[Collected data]
____________________
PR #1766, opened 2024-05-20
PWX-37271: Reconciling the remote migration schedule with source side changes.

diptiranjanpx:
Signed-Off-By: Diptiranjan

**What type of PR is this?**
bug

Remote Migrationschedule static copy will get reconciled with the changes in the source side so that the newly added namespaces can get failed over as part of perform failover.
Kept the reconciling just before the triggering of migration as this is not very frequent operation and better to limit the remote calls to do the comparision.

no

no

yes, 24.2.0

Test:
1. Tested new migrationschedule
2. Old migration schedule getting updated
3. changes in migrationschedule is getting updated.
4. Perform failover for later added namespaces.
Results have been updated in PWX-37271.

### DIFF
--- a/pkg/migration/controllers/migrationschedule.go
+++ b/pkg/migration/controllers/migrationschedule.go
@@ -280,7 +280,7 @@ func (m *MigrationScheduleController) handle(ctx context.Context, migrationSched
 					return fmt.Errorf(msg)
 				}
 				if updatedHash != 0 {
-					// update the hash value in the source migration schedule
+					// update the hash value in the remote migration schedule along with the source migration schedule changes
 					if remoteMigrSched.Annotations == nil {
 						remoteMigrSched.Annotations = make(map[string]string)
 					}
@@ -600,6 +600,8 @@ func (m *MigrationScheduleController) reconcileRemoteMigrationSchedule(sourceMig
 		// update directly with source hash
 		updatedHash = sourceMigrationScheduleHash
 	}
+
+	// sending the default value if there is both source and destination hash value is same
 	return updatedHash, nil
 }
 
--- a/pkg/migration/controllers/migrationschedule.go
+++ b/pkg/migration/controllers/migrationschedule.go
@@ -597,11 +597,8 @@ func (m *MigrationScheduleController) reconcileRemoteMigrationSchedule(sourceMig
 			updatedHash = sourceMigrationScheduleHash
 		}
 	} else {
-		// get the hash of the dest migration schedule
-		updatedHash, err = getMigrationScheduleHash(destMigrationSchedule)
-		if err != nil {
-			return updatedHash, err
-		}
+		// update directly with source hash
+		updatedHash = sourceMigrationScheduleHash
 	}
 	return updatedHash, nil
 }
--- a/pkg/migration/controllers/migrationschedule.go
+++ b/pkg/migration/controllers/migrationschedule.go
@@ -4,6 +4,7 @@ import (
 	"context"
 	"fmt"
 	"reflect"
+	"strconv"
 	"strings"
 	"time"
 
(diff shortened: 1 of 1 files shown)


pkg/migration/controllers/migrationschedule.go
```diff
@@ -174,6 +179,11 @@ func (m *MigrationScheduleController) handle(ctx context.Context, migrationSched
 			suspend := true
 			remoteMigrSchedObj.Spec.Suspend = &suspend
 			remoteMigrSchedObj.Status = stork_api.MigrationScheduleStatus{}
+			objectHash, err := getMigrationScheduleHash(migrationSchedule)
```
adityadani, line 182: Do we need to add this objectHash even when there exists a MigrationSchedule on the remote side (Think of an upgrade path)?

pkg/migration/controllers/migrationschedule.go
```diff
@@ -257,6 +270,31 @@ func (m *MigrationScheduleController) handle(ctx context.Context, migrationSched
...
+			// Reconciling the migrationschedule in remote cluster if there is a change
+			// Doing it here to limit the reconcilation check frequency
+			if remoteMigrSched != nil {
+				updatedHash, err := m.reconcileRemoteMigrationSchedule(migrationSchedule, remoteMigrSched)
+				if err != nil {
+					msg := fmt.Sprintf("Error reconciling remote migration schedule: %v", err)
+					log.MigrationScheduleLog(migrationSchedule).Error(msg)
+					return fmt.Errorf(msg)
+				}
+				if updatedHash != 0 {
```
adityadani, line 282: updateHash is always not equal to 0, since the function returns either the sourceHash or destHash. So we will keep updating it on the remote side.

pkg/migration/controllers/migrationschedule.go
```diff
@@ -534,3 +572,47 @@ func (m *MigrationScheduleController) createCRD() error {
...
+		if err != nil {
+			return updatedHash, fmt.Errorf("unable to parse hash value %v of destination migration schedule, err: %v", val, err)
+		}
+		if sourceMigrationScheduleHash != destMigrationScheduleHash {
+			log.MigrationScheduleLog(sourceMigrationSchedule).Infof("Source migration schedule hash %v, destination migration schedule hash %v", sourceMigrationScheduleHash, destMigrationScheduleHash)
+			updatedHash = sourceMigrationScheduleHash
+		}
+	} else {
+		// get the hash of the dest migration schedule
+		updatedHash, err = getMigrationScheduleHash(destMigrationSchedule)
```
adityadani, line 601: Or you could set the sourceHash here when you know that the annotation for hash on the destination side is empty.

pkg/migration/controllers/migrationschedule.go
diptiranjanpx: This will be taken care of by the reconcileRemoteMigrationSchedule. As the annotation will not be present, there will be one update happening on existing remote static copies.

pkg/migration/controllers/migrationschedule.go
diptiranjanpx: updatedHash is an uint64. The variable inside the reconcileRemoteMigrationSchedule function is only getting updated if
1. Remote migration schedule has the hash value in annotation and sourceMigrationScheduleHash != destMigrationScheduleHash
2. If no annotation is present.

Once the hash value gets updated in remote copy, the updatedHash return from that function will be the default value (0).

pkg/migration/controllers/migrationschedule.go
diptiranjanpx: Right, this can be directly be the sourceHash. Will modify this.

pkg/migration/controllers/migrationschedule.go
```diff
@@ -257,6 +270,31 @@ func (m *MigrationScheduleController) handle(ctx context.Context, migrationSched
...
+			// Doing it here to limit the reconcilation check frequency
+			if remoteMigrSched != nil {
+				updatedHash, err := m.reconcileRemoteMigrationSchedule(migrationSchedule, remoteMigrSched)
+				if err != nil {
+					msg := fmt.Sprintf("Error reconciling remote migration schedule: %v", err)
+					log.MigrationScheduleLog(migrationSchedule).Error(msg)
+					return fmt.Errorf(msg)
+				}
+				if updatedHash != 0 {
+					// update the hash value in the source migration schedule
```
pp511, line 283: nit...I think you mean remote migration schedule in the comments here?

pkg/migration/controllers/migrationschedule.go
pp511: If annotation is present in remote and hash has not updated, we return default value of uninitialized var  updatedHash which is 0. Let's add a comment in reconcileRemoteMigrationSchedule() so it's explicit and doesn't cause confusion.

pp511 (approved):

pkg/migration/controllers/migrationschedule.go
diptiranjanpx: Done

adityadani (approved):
____________________
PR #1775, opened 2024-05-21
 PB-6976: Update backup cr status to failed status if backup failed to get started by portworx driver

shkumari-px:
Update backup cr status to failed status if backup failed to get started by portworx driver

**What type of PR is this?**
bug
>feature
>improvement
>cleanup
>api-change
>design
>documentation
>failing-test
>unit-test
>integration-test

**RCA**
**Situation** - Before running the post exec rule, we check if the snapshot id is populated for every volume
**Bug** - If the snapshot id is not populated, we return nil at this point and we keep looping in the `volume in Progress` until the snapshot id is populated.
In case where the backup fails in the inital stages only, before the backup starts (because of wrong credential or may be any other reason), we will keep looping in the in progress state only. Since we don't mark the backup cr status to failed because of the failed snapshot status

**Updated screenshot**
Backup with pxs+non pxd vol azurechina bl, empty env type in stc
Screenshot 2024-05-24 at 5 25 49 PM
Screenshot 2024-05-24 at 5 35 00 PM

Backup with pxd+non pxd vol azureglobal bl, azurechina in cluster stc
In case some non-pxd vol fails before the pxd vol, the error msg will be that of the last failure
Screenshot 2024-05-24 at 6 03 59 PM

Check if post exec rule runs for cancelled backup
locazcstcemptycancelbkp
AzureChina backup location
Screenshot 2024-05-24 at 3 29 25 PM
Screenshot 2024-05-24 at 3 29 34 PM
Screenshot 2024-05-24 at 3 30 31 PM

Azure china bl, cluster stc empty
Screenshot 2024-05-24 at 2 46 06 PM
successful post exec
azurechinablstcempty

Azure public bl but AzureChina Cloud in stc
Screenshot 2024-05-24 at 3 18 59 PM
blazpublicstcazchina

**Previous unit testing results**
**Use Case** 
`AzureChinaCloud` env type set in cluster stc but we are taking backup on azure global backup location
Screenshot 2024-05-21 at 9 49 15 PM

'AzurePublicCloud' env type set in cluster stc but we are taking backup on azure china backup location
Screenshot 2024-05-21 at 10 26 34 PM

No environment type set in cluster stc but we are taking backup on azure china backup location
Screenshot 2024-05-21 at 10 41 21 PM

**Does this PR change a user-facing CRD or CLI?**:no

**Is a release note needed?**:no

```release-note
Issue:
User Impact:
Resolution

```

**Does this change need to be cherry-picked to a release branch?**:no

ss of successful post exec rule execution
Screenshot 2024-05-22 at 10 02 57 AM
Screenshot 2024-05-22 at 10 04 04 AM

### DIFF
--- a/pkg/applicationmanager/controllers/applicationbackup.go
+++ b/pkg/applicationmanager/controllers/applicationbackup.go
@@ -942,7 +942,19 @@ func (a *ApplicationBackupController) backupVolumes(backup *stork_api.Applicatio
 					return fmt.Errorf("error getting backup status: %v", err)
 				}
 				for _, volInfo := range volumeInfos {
____________________
» **Work item**: Leave out every line above except those from the line with "Azure public bl but AzureChina Cloud in stc" up to and including the line with "global backup location", and copy those exactly.

» **Expected answer**:
Azure public bl but AzureChina Cloud in stc
Screenshot 2024-05-24 at 3 18 59 PM
blazpublicstcazchina

**Previous unit testing results**
**Use Case** 
`AzureChinaCloud` env type set in cluster stc but we are taking backup on azure global backup location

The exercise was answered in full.